# Build a Bike from its Frame Up! A beginners Guide!



## JimMayor007 (Jun 25, 2007)

Building a bike beginning with only its frame is easier said than done if you're a novice. On Ebay, you can find numerous frames or framesets (frames that include the fork) at bargain basement prices. If you are not sure how to build a bike or whether you want to or not or if it will save you money, then you are at the right place right now.

So will it be worthwhile and cost effective to take advantage of the great deals you can get by buying only a frame or frameset? Yes, it will save you money. I address this first because most people want to know the bottom-line. You save money. Whether it is worth it or not you should be able to decide by asking yourself a few of the following questions.

But before the questions, lets take a look at how to build a bike. So you're totally stoked you have the frame/frameset that you bought on Ebay or elsewhere, Great!! You should be! Building a bike can be a greatly rewarding and educating experience.

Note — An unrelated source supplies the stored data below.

Issue #1129, opened 2017-02-01
gensim/utils.py occur TypeError: file must have a 'write' attribute


AaronKim-CN:
Hello, I am new to gensim library. 

When I run a code like bellow, the type error will occur.

```python
    model = models.Doc2Vec(alpha=0.025, min_alpha=0.025)  # use fixed learning rate
    model.build_vocab(sentences)
    # sentences is a labeled text data. using models.doc2vec.LabeledSentence()

    # store the model to mmap-able files
    model.save(model_basename+'.d2v')
```

the method of save will cause the error

```
Traceback (most recent call last):
  File "/root/.pyenv/versions/3.6.0/lib/python3.6/site-packages/gensim/utils.py", line 493, in save
    _pickle.dump(self, fname_or_handle, protocol=pickle_protocol)
TypeError: file must have a 'write' attribute
```

Could you help me?

tmylk:
Hi,
Could you please paste code defining `model_basename` and complete stack trace?

This is strange because the exception should be [caught](https://github.com/RaRe-Technologies/gensim/blob/develop/gensim/utils.py#L495) by the code. The Python 3.6 tests pass in Continuous Integration where filename is given as a string.

AaronKim-CN:
Hi, tmylk

Thank you for your response.

the defination of model_basename is follwing.

 model_basename = './D2V/doc2vec_result/model'

I have confirmed the type of [ model_basename+'.d2v' ] is str.

And following is the stack trace.

ERROR:root:Traceback (most recent call last):
  File "/root/.pyenv/versions/3.6.0/lib/python3.6/site-packages/gensim/utils.py", line 493, in save
    _pickle.dump(self, fname_or_handle, protocol=pickle_protocol)
TypeError: file must have a 'write' attribute

During handling of the above exception, another exception occurred:

Traceback (most recent call last):
  File "doc2vecKmeans.py", line 114, in <module>
    model.save(model_basename+'.d2v')
  File "/root/.pyenv/versions/3.6.0/lib/python3.6/site-packages/gensim/models/word2vec.py", line 1462, in save
    super(Word2Vec, self).save(*args, **kwargs)
  File "/root/.pyenv/versions/3.6.0/lib/python3.6/site-packages/gensim/utils.py", line 497, in save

Get used to the fact right now that your frame will have its own specific measurements from the headset, to the seatpost, to the front derailleur, the English/Italian BB (bottom bracket) threading and wheel size. You CAN NOT just go out and blindly buy things you like just by looking at them. YOU MUST consider the sizing otherwise the parts you buy will not be congruent with the frame you have! And if/when you do this, you will be relisting the items or giving them away or worse--end up causing damage to your new frame!

...read the full guide with pics here


----------



## Fox787 (Jun 2, 2005)

You must have never built a bike before because everyone knows that building up a bike cost more then a complete bike. research a bit before you make blind claims.


----------



## EliM (May 6, 2006)

Fox is right, its much cheaper and easier to buy a complete bike.

and your guide is for road bikes.


----------



## Timeless (Mar 23, 2007)

EliM said:


> Fox is right, its much cheaper and easier to buy a complete bike.
> 
> and your guide is for road bikes.


not always. not if you find some killer deal. My brother built a bike that would of been around 2k at a bike shop he paid less than 1k for all the parts.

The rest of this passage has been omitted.